Algún valiente se animó a lanzar al aire la frase de “mejor te damos dinero”. Pero seamos honestos, nadie llega así como así a regalar dinero con fajos de billetes para que se vaya a mantener sus “perritos de la calle”. Tenemos nuestros gastos y compromisos y pensar en mantener a un perro que ni conoces a veces cuesta trabajo. Y sobre todo ¿cómo iban a adivinar que específicamente Gil se dedicaba a eso?  (No digo que sea imposible que la gente sea generosa, pero eso de leer la mente ya es otro asunto).

Así que la idea del dinero “gratis” quedó en el olvido.
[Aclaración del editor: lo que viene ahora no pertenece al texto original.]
Issue #568, opened 2015-07-30
Propagate custom Job class down to queue in worker


aroberts:
When invoking the worker with a custom Job class, I noticed that the queue was returning an `rq.job.Job` instance (instead of my custom job class) during `Queue.dequeue_any()`. I think I have a workaround, but it's confusing that the worker returns a custom job type for `get_current_job()`, but the jobs the worker receives to execute from the queue aren't of the custom type.

selwin:
Yeah, that's confusing. I think `dequeue_any()` should return a custom job class. I think we should store the job class information in the job so `Queue.dequeue_any()` can use the right job instance.

Do you mind making a PR for this?

selwin:
Fixed in https://github.com/zamzterz/rq/commit/78bd55695c85ce284de8f8c02a911ad6b3d6f015

PR #694, opened 2016-04-21
Store the job class information in the queue, closes issue #568.

rebeckag:
Pickle the class object of the Job instance and include it when
serializing the Job instance for storage in the Redis queue.


selwin:
Hello, I don't think pickling the job class and storing it in Redis is a good idea. For one, this would definitely break if people use other serialization option like JSON (this has been discussed forever, just that no one has had the time to implement it) which can't serialize complex Python objects.

You should be able to achieve what you want to do by using custom `Queue` classes though.

Issue #700, opened 2016-05-03
cancel_job method doesn't work properly


jlopex:
I realised that somehow the cancel_job helper function doesn't work properly anymore.

This is the code I used to detect the problem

La siguiente idea fue:

Les voy a vender un vestido muy bonito que tengo, me lo compré en USA pero con eso sacaría para un costal.
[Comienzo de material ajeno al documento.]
PR #703, opened 2016-05-06
Refresh Job to keep meta after execute

realPy:
Meta when job is finished is override by the initial value
The job must be refreshed to keep meta given in the job process.

### DIFF
--- a/rq/worker.py
+++ b/rq/worker.py
@@ -32,7 +32,7 @@ from .version import VERSION
 try:
     from setproctitle import setproctitle
 except ImportError:
-    def setprocname(*args, **kwargs):  # noqa
+    def setproctitle(*args, **kwargs):  # noqa
         pass
 
 green = make_colorizer('darkgreen')
--- a/rq/worker.py
+++ b/rq/worker.py
@@ -30,7 +30,7 @@ from .utils import (ensure_list, enum, import_attribute, make_colorizer,
 from .version import VERSION
 
 try:
-    from procname import setprocname
+    from setproctitle import setproctitle
 except ImportError:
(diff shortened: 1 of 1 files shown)


proofit404:
Do you mean job meta will be overwritten by result save if some one already change meta during job execution?

realPy:
Not exactly,
As you can see in the modify file job is performed and reused just after but its possible that is job has been altered..
If in this performed method the meta is changed or saved,  when the method is finished the job instance used to perform is old one before the operation. So the dict meta associated is the old meta and not  the last one.
It's easy pretty to reproduce this bug. Enqueue a func with a meta. Get the job in the func and alter meta.
Get the meta when it's finished and it's the initial meta :)

proofit404:
Job function may alter meta too. How to process this conflict?

realPy:
There's no conflict, the queue is sequential. So if job has altered meta just after the job executed reload data from redis with job.refresh() and it's ok.

realPy:
Just fix a bug with setprocname.
For strange reason i have with queue name "myqueue" setprocname set "rq: Listening on m   myqueue"
setproctitle is the same but without this bug.

selwin:
@realPy thanks for the PR.

RQ does not expect `job.meta` to be modified. Rather than relying on `job.meta()`, your function should keep track of its state somewhere else (and not rely on the job queue). `job.meta()` is designed to used by other libraries in the RQ ecosystem such as rq-scheduler.

If you really want to keep doing this though, I suggest using a custom `Worker` class that calls `job.refresh()` so it doesn't introduce an additional call to Redis because most people don't need it.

Sí, mi amiga Gil ya estaba tan preocupada, que medía su dinero en relación con costales de comida para perro.

Voy a traer unos zapatos que nunca usé.

Debería de hacer una venta de garage (pero aquí en la oficina).

Digamos que es una mujer de muy buenas ideas, pero al momento de entrarle a la venta, cobranza y regateada. Es difícil describir a Gil como una mujer de acción.

Un buen día llegó con toda la decisión del mundo y sus dulces en la mano.

Hoy les voy a vender dulces.

Pasaba de medio día y no había vendido ni medio chicle. ¡Ya era el colmo! ni le adoptábamos perros, ni le dábamos dinero, ni le comprábamos nada.  Así un día de mayo del 2014 nació la primera canasta de dulces. Modesta. pequeña y discreta. Con un letrero hecho a mano que decía:

 

la letra del primer letrero es de Lorenito. Quien desde el minuto 1 ha creído en mí y mis ideas disruptivas

“Cooperación para perritos de la calle

toma 1 dulce y deja una moneda o billete

(un billete de 500)”

 

Los colegas del piso estuvieron encantados rápidamente ganamos un espacio en su “share of wallet”

A Gil (la de las grandes ideas -y le tengo que dar su crédito -) sé le ocurrió vender café de Dolce Gusto y donas.

Las cápsulas de los cafés

A esas alturas era tanta la demanda que yo apenas podía con mi trabajo y atender ” el negocio” además Lore que inició todo conmigo ya se había cambiado de área y por un momento estaba sola con Cande.

recaudación para los perritos

Uno de los letreros que hicimos

La idea de poner a las becarias a servir café me parecía fatal. Casi denigrante. Afortunadamente la selección que hice al contratarlas fue la mejor, porque sin establecerlo cómo una responsabilidad tomaron cartas en el asunto y sé hicieron cargo de la cafetera. Incluso Eder que estaba a full de trabajo ayudó.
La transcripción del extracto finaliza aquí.